Look below for the line containing "# copy so we can modify". Output it and each remaining line of the entries exactly, and nothing else.

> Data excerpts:
Start of Block
PR #1287, opened 2025-03-02
Add Task Submission / Return Hooks

cswartzvi:
Current pre/post task execution hooks may run on out-of-process executors potentially causing issues with certain logging and stateful adapters. This PR adds additional hooks that are run *before* a task is submitted to an executor and *after* a task future is resolved - both on the main process.

## Changes

I added task submission / resolution hooks (`BasePreTaskSubmission` and `BasePostTaskResolution`) and adapters (`TaskSubmissionHook` and `TaskResolutionHook`) to the codebase as well as updated the main task execution function `run_graph_to_completion` to call the new hooks. In support of this I made `TaskImplementation` hashable via it's `task_id` in order to avoid a parallel structure - @elijahbenizzy perhaps in the future this could be used to a queue-based task processor?

## How I tested this

I added individual tests for both `TaskSubmissionHook` and `TaskResolutionHook` and added them to `test_multi_hook`.

## Notes
1. The docs for `TaskSubmissionHook` and `TaskResolutionHook`, as well some other task execution hooks, have been updated. I think we could add some more details - maybe a flow chart of when the individual hooks are called? I can add that if the current changes seems reasonable.
2. `TaskResolutionHook` currently has an optional  `error` attribute. I am on the fence as to whether or not this is needed. My thinking is that since `TaskFuture` essentially wraps `concurrent.futures.Future` we could forward the `exception` call. Thoughts? Currently `error`  is always `None`.

## Checklist

### DIFF
--- a/hamilton/execution/executors.py
+++ b/hamilton/execution/executors.py
@@ -416,7 +416,7 @@ def run_graph_to_completion(
     execution_manager.init()
     try:
         while not GraphState.is_terminal(execution_state.get_graph_state()):
-            # get the next task from the queue
+            # Get the next task from the queue
             next_task = execution_state.release_next_task()
             if next_task is not None:
                 task_executor = execution_manager.get_executor_for_task(next_task)
@@ -442,30 +442,37 @@ def run_graph_to_completion(
                         raise e
                     task_futures[next_task] = submitted
                 else:
-                    # Whoops, back on the queue
-                    # We should probably wait a bit here, but for now we're going to keep
-                    # burning through
+                    # TODO: Investigate a backoff strategy, now for add back on the queue
                     execution_state.reject_task(task_to_reject=next_task)
-            # update all the tasks in flight
-            # copy so we can modify
+
+            # Update all the tasks in flight (copy so we can modify)
             for task, task_future in task_futures.copy().items():
+                result, error = None, None
                 state = task_future.get_state()
-                result = task_future.get_result()
-                execution_state.update_task_state(task.task_id, state, result)
-                if TaskState.is_terminal(state):
-                    if task.adapter.does_hook("post_task_resolution", is_async=False):
-                        task.adapter.call_all_lifecycle_hooks_sync(
-                            "post_task_resolution",
-                            run_id=task.run_id,
-                            task_id=task.task_id,
-                            nodes=task.nodes,
-                            success=state == TaskState.SUCCESSFUL,
-                            error=None,  # TODO -- we could get the error from the task future
-                            result=result,
-                            spawning_task_id=task.spawning_task_id,
-                            purpose=task.purpose,
-                        )
-                    del task_futures[task]
+                try:
+                    result = task_future.get_result()
+                except Exception as e:
+                    logger.exception(
+                        f"Exception resolving task {task.task_id}, with nodes: "
+                        f"{[item.name for item in task.nodes]}"
+                    )
+                    raise e
+                finally:
+                    execution_state.update_task_state(task.task_id, state, result)
+                    if TaskState.is_terminal(state):
+                        if task.adapter.does_hook("post_task_resolution", is_async=False):
+                            task.adapter.call_all_lifecycle_hooks_sync(
+                                "post_task_resolution",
End of Block
> Output of the task:
-            # copy so we can modify
+
+            # Update all the tasks in flight (copy so we can modify)
             for task, task_future in task_futures.copy().items():
+                result, error = None, None
                 state = task_future.get_state()
-                result = task_future.get_result()
-                execution_state.update_task_state(task.task_id, state, result)
-                if TaskState.is_terminal(state):
-                    if task.adapter.does_hook("post_task_resolution", is_async=False):
-                        task.adapter.call_all_lifecycle_hooks_sync(
-                            "post_task_resolution",
-                            run_id=task.run_id,
-                            task_id=task.task_id,
-                            nodes=task.nodes,
-                            success=state == TaskState.SUCCESSFUL,
-                            error=None,  # TODO -- we could get the error from the task future
-                            result=result,
-                            spawning_task_id=task.spawning_task_id,
-                            purpose=task.purpose,
-                        )
-                    del task_futures[task]
+                try:
+                    result = task_future.get_result()
+                except Exception as e:
+                    logger.exception(
+                        f"Exception resolving task {task.task_id}, with nodes: "
+                        f"{[item.name for item in task.nodes]}"
+                    )
+                    raise e
+                finally:
+                    execution_state.update_task_state(task.task_id, state, result)
+                    if TaskState.is_terminal(state):
+                        if task.adapter.does_hook("post_task_resolution", is_async=False):
+                            task.adapter.call_all_lifecycle_hooks_sync(
+                                "post_task_resolution",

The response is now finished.